The science of junk food is the science of optimizing what will make the stupid and the weak willed want (be addicted like lab rats) to keep buying and eating crappy junky processed foods like Lunchables? Pop Tarts? that I doubt you eat very often. I know I don’t.... I have never eaten a pop tart (maybe two when I was a kid) or a Lunchable
I would not work at a job that made junk food more enticing to the addicted. You would? So it seems from your posts/
No. The science of selling anything is the science of figuring out what the customer wants and providing it. Anybody trying to sell food, ANY food, is trying to trigger the pleasure center of the brain. Even health food is trying to taste good, they’re still trying to make your body THINK it’s getting that fat/sweet/savory hit that it desires. If anybody is playing the addiction game it’s the health food guys, because they’re actually trying to fool your body, they’re trying to hit those pleasure centers without actually providing what your body craves.
My only problem with Lunchables is they’re overpriced. I can put together a better tasting meat, cheese, cracker combo for cheaper, made worse because at my normal grocery store the Lunchables are facing the deli counter with all the Boar’s Head. I moved away from Pop Tarts when they moved away from the unfrosted, you can’t butter a Pop Tart with frosting, there’s no place for the butter to sink into.
They aren’t trying to entice addicts. They’re trying to compete. Everybody knows what people want to eat, you can provide it or you can’t. If you don’t, your product will fail, and the company will fail. We see this over and over when McD tries to provide “healthy options”, their attempts always fail in the market, nobody goes to McD for a salad. And as you look at the failure of many healthy franchises you can see people don’t even go to salad place for a salad. Really as far as triggering pleasure centers are concerned there’s no difference between junk food and gourmet, they’re both trying to make the consumer say “that tasted good and I want to eat it again soon”. We just don’t have a problem with $50 a plate places doing it, we only complain when it’s $5 a bag places. The chemistry is the same, the business model is the same, the only difference is the price and how much people whine.
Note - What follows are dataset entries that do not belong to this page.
PR #825, opened 2026-03-16
[feat] log compatible with vllm v0.16.0

Lijiachen1018:
## Purpose
log compatible with vllm v0.16.0

## Modifications 
stub function `current_formatter_type`

### DIFF
--- a/ucm/integration/vllm/patch/logger_patch.py
+++ b/ucm/integration/vllm/patch/logger_patch.py
@@ -6,3 +6,4 @@ def patch_logger(mod):
     from ucm import logger
 
     patch_or_inject(mod, "init_logger", logger.init_logger)
+    patch_or_inject(mod, "current_formatter_type", logger.current_formatter_type)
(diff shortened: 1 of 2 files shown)


ucm/integration/vllm/patch/logger_patch.py
```diff
@@ -6,3 +6,4 @@ def patch_logger(mod):
     from ucm import logger
 
     patch_or_inject(mod, "init_logger", logger.init_logger)
+    patch_or_inject(mod, "current_formatter_type", logger.current_formatter_type)
```
ygwpz, line 9: Will there be a problem in version 0.11.0?

Wwwzff (approved):

ucm/integration/vllm/patch/logger_patch.py
Wwwzff: > Will there be a problem in version 0.11.0?

The interface doesn't show up until version 0.14.1, so it should be okay to run on older versions.

PR #829, opened 2026-03-16
[Fix] Fix thread pool timeout lifecycle and posix prefix lookup completion

Tarrei:
## Purpose

Fix the timeout lifecycle in `ThreadPool` and make `PosixStore` prefix lookup use that timeout path safely.

The main issue was that a timed-out worker could still continue running after the timeout callback, while the caller-side latch could already be released. In `SpaceManager` prefix lookup, that created an inconsistent completion signal and unsafe lifetime assumptions for shared lookup context.

### ThreadPool
- Updated `ThreadPool` timeout handling to avoid detaching timed-out worker threads.
- Added explicit worker state tracking:
  - `Idle`
  - `Running`
  - `TimeoutRequested`
  - `Exited`
- Changed monitor behavior:
  - timeout detection now only notifies and requests worker stop
  - worker cleanup happens only after the worker actually exits
- Made `stop_` an `std::atomic<bool>` to remove the cross-thread data race between destructor, worker threads, and monitor thread.
- Kept the existing public `SetWorkerFn(...)` / `SetWorkerTimeoutFn(...)` interface unchanged for compatibility.

### PosixStore SpaceManager
- Adjusted prefix lookup timeout handling so the timeout callback only updates shared status and no longer decrements the waiter.
- Kept waiter completion on the worker normal path only, so each lookup task completes exactly once.
- Reduced lookup task fan-out from fixed `NWorker()` tasks to `min(num, NWorker())` tasks to avoid unnecessary worker submissions for small requests.

## Test
image
image

### DIFF
--- a/ucm/shared/infra/thread/thread_pool.h
+++ b/ucm/shared/infra/thread/thread_pool.h
@@ -53,15 +53,12 @@ class ThreadPool {
         bool StopRequested() const noexcept { return this->flag_->load(std::memory_order_relaxed); }
     };
 
-    enum class WorkerState { Idle, Running, TimeoutRequested, Exited };
-
     struct Worker {
         ssize_t tid;
         std::thread th;
         StopToken stop;
         std::weak_ptr<Task> current;
         std::atomic<std::chrono::steady_clock::time_point> tp{};
-        std::atomic<WorkerState> state{WorkerState::Idle};
     };
 
 public:
@@ -72,10 +69,9 @@ public:
     {
         {
             std::lock_guard<std::mutex> lock(this->taskMtx_);
-            this->stop_.store(true, std::memory_order_relaxed);
+            this->stop_ = true;
             this->cv_.notify_all();
         }
-        for (auto& worker : this->workers_) { worker->stop.RequestStop(); }
         if (this->monitor_.joinable()) { this->monitor_.join(); }
         for (auto& worker : this->workers_) {
             if (worker->th.joinable()) { worker->th.join(); }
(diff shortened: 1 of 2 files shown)


ucm/store/posix/cc/space_manager.cc
```diff
@@ -130,6 +131,5 @@ void SpaceManager::OnLookupPrefixTimeout(PrefixLookupContext& ctx)
     auto ok = Status::OK().Underlying();
     auto timeout = Status::Timeout().Underlying();
     ctx.status->compare_exchange_weak(ok, timeout, std::memory_order_acq_rel);
-    ctx.waiter->Done();
```
mag1c-h, line 133: `LookupOnPrefix` might get blocked in the kernel due to underlying network issues. In this case, `OnLookupPrefixTimeout` needs to update the state and wake up the `waiter`, otherwise, the `waiter` will wait indefinitely.
The issue of resources being prematurely released, does not exist because `LookupOnPrefix` itself holds a smart pointer to the context.

ucm/shared/infra/thread/thread_pool.h
```diff
@@ -160,49 +164,68 @@ class ThreadPool {
...
+            worker->stop.RequestStop();
+        }
+    }
+
+    size_t CleanupExitedWorkers()
+    {
+        for (auto it = this->workers_.begin(); it != this->workers_.end();) {
+            auto state = (*it)->state.load(std::memory_order_relaxed);
+            if (state == WorkerState::Exited) {
+                if ((*it)->th.joinable()) { (*it)->th.join(); }
```
mag1c-h: Worker threads may never reach the `Exited` state due to being suspended. In addition, new threads are only started after the old threads exit. If all Workers are in a suspended state, there will be no available threads in the thread pool.

PR #854, opened 2026-03-23
[feat] Add NUMA-aware CPU core split for vllm worker and store threads

wangwenxin0312:
## Purpose
Improve CPU affinity by assigning worker and store cores based on NUMA locality for CUDA and Ascend devices.

## Modifications 
- Detect NUMA node from CUDA PCI info
- Support Ascend visible-device mapping
- Split NUMA cpulist into worker/store groups
## Test
Enable by setting the environment variable **VLLM_CPU_AFFINITY**.

### DIFF
--- a/ucm/integration/vllm/device.py
+++ b/ucm/integration/vllm/device.py
@@ -45,69 +45,6 @@ class Device(ABC):
         """
         pass
 
-    def _fallback_cpu_affinity(self, local_rank: int) -> Optional[str]:
-        """
-        Fallback path for both CUDA and NPU:
-        split current allowed CPUs by local_rank within visible devices.
-        """
-        try:
-            cores = sorted(os.sched_getaffinity(0))
-            if not cores:
-                return None
-
-            if current_platform.is_cuda_alike():
-                visible = os.environ.get("CUDA_VISIBLE_DEVICES")
-                total_devices = (
-                    len([x.strip() for x in visible.split(",") if x.strip()])
-                    if visible
-                    else torch.cuda.device_count()
-                )
-                dev_name = "cuda"
-            elif current_platform.device_type == "npu":
-                visible = os.environ.get("ASCEND_RT_VISIBLE_DEVICES") or os.environ.get(
-                    "ASCEND_VISIBLE_DEVICES"
-                )
-                total_devices = (
-                    len([x.strip() for x in visible.split(",") if x.strip()])
-                    if visible
-                    else torch.npu.device_count()
-                )
-                dev_name = "npu"
-            else:
-                return None
-
-            if total_devices <= 0 or local_rank < 0 or local_rank >= total_devices:
-                logger.warning(
-                    f"[CPU Affinity] invalid fallback split: "
-                    f"{dev_name} local_rank={local_rank}, total_devices={total_devices}"
-                )
-                return None
-
-            base = len(cores) // total_devices
-            extra = len(cores) % total_devices
-
-            start = local_rank * base + min(local_rank, extra)
-            length = base + (1 if local_rank < extra else 0)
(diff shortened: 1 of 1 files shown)


ucm/integration/vllm/ucm_connector.py
```diff
@@ -329,8 +442,25 @@ def register_kv_caches(self, kv_caches: dict[str, torch.Tensor]):
...
+            if enable_affinity
+            else (None, None)
+        )
+
+        self.store = self._create_store(self.kv_cache_layout, store_cores)
         self.device = create_device()
+
+        if worker_cores:
+            try:
+                os.sched_setaffinity(0, worker_cores)
```
mag1c-h, line 349: Does setting affinity in `register_kv_caches` affect all threads in Worker?

Infinite666: Seems it won't affect the threads that created before `register_kv_caches`, let's take this as an issue and deal with it later.

ucm/integration/vllm/ucm_connector.py
```diff
@@ -300,9 +303,121 @@ def _create_store(
...
+            else:
+                visible = os.environ.get("ASCEND_RT_VISIBLE_DEVICES") or os.environ.get(
+                    "ASCEND_VISIBLE_DEVICES"
+                )
+
+                device_id = local_rank
+                if visible:
+                    dev_list = [int(x.strip()) for x in visible.split(",") if x.strip()]
+                    if local_rank < len(dev_list):
+                        device_id = dev_list[local_rank]
```
Infinite666: Why is it only the NPU environment that needs to obtain the device from visible devices list? The `local_rank` is the same as physical device id in cuda but not in ascend?

ucm/integration/vllm/ucm_connector.py
```diff
@@ -300,9 +303,121 @@ def _create_store(
...
+
+                if hasattr(self, "npu_to_numa"):
+                    numa_node = self.npu_to_numa.get(device_id)
```
Infinite666: Missing definition of `npu_to_numa`?

ucm/integration/vllm/ucm_connector.py
wangwenxin0312: CUDA can directly use local_rank because **torch.cuda.get_device_properties(local_rank)** returns the real PCI information of the underlying physical GPU.

ucm/integration/vllm/ucm_connector.py
wangwenxin0312: Thank you for your suggestion. Have removed it.

ucm/integration/vllm/ucm_connector.py
```diff
@@ -329,8 +440,25 @@ def register_kv_caches(self, kv_caches: dict[str, torch.Tensor]):
         }
         self.first_layer_id = next(iter(self.layer_name_to_id.values()))
 
-        self.store = self._create_store(self.kv_cache_layout)
+        is_cuda = self._vllm_config.device_config.device_type == "cuda"
```
qyh111: I think current_platform.is_cuda_alike() is better

ucm/integration/vllm/ucm_connector.py
```diff
@@ -300,9 +303,117 @@ def _create_store(
...
+
+        worker_cores, store_cores = [], []
+        pci_bus_id, numa_node = None, None
+
+        try:
+            # =========================
+            # CUDA path
+            # =========================
+            if is_cuda:
+                prop = torch.cuda.get_device_properties(local_rank)
```
qyh111: `ucm/integration/vllm/device.py`  already exits for runtime difference adaptation already exists, it's better to put the new parts together with them.

PR #857, opened 2026-03-23
[CI] Add gsa online test

dante159753:
## Purpose
Add gsa online test, same test logic as offline test

## Modifications 
translate offline test case to online test, refine the online test framework

### DIFF
--- a/docs/source/index.md
+++ b/docs/source/index.md
@@ -49,7 +49,6 @@ Paper list:
 getting-started/quickstart_vllm
 getting-started/quickstart_vllm_ascend
 getting-started/quickstart_sglang
-getting-started/quickstart_mindie_llm
 getting-started/kv_cache_calculator
 :::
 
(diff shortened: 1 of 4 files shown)


test/common/online_inference_utils.py
```diff
@@ -292,6 +297,65 @@ def __exit__(self, exc_type, exc_val, exc_tb) -> None:
...
+            executor.submit(_send_request, i, req): i for i, req in enumerate(requests)
+        }
+
+        # Collect results as they complete
+        for future in as_completed(future_to_index):
+            index, response = future.result()
+            results[index] = response
+
+    # Ensure all results are filled (should not happen if no exception)
+    return [resp for resp in results if resp is not None]
```
yuanzhg078: Could filtering out None responses break index alignment with standard_answers and lead to incorrect evaluation results?

dante159753: good point, return the results list, and add check before that

Wwwzff (approved):
LGTM

PR #865, opened 2026-03-25
[opt] Enhance NPU CPU affinity resolution with NUMA fallback

wangwenxin0312:
## Purpose
NUMA info: use real topology to map devices to NUMA nodes.  NPU -> PCIe -> NUMA -> cpulist
NUMA info v2: Fallback: evenly distribute devices across NUMA nodes based on lscpu when topology information is unavailable.
## Modifications 
ucm/integration/vllm/device.py

### DIFF
--- a/ucm/integration/vllm/device.py
+++ b/ucm/integration/vllm/device.py
@@ -23,33 +23,6 @@ from ucm.logger import init_logger
 logger = init_logger(__name__)
 
 
-def execute_command(cmd_list):
-    with subprocess.Popen(
-        cmd_list, shell=False, stdout=subprocess.PIPE, stderr=subprocess.PIPE
-    ) as p:
-        out, err = p.communicate(timeout=1000)
-    res = out.decode()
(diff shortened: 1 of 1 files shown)


ucm/integration/vllm/device.py
```diff
@@ -21,6 +23,33 @@
...
+    with subprocess.Popen(
+        cmd_list, shell=False, stdout=subprocess.PIPE, stderr=subprocess.PIPE
+    ) as p:
+        out, err = p.communicate(timeout=1000)
+    res = out.decode()
+    return res
+
+
+@dataclass
+class DeviceInfo:
```
Infinite666: 1. Make it a inner class for `NpuDevice` since just it will only be used by `NpuDevice` and avoid ambiguity between gpu.
2. (Optional) Maybe `numa_id`, `pcie_info` and other alike info can also be added in this class, so that we can get rid of so many different dicts.

PR #500, opened 2025-05-16
guest: make `call_host_function` generic to avoid two steps to retrieve return value 

dblnz:
## Description
As the title says, this changes the `call_host_function` function to return a generic type.

## Details
The reason behind this change is to avoid calling the host function and getting the result in a separate step.
For the C guests we still need to do it in two steps as it does not support generic types.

I’d rather work for a company that provides the customers what they want. Those jobs last longer.
The junk food business is all about creating junk food addicts, many of them children. Then to design the food (as covered in the original NYTimes article) so they are repeat buyers. Zombie buyers. Buyers (the stupid and the weak willed) compelled to buy type X junk food that satisfies the cravings (low level addictions) created by the junk food pushers.